There's something that gives me hope, here, in the U.S. I first saw it when Dr. Vivek Murthy, former U.S. Surgeon General, raised the alarm on the loneliness epidemic. What does this mean? Loneliness is when you feel that your experience and its underlying feelings disqualify you from belonging. The epidemic manifests by disconnecting us from our communities and starving our need for social interaction. On a micro level, this feeling is terrible and really hard to talk about. But on a macro level, Dr. Murthy calling out this feeling gives me hope because we have a word to describe what Korea is only now using to triage one of the highest suicide rates in the world. But it's only useful if we are willing to acknowledge it.

 

Whether the Iron Fist is beating you, or the Invisible Hand is pushing you - Loneliness is the blinking red light of prioritizing productivity above the value we get from being with our friends. It's warning us that exhausting ourselves doing is hurting our nature of being. How do I know? Let me show you. I dare you to knock on someone's door this month and show up with a box of pizza and/or a board game "just to be with them". If they don't ask "what's wrong?", you win. If they do, you can blame me for sending you to break the tension. Either way, two months from now, I can guarantee they won't say "I really wish you hadn't come over to just be with me."

 

Please, tell someone when you are feeling lonely.
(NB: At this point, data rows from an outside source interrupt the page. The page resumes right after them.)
PR #88, opened 2016-01-27
Minor refactor

ABaldwinHunter:
Clean specs, remove unused method.

@codeclimate/review

### DIFF
--- a/spec/spec_helper.rb
+++ b/spec/spec_helper.rb
@@ -1,4 +1,5 @@
 require 'bundler/setup'
+require 'flay'
 require 'tmpdir'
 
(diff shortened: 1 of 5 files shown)


spec/spec_helper.rb
```diff
@@ -1,6 +1,8 @@
 require 'bundler/setup'
+require 'flay'
 require 'tmpdir'
 
+
```
pbrisbin: Intentional?

pbrisbin:
LGTM, modulo test failures.

spec/spec_helper.rb
ABaldwinHunter: nope, good catch. thanks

Take a look at the loneliness statistics in the U.S. Over half of adults in the U.S. report feeling at least a little lonely. But 94% of adults believe that suicidality can be stopped. This is something we can stop. I'll write a more hopeful message with strategic steps to try soon, but I've cried too much writing this to write any more. Please, receive my pleas.

 

P.S. For those of you that are wondering, my parents and I are great. They're supporting me with all the love they can to be a mental health entrepreneur. They tell me often that they are proud of me, and the pressure is nothing more than firm, long hugs.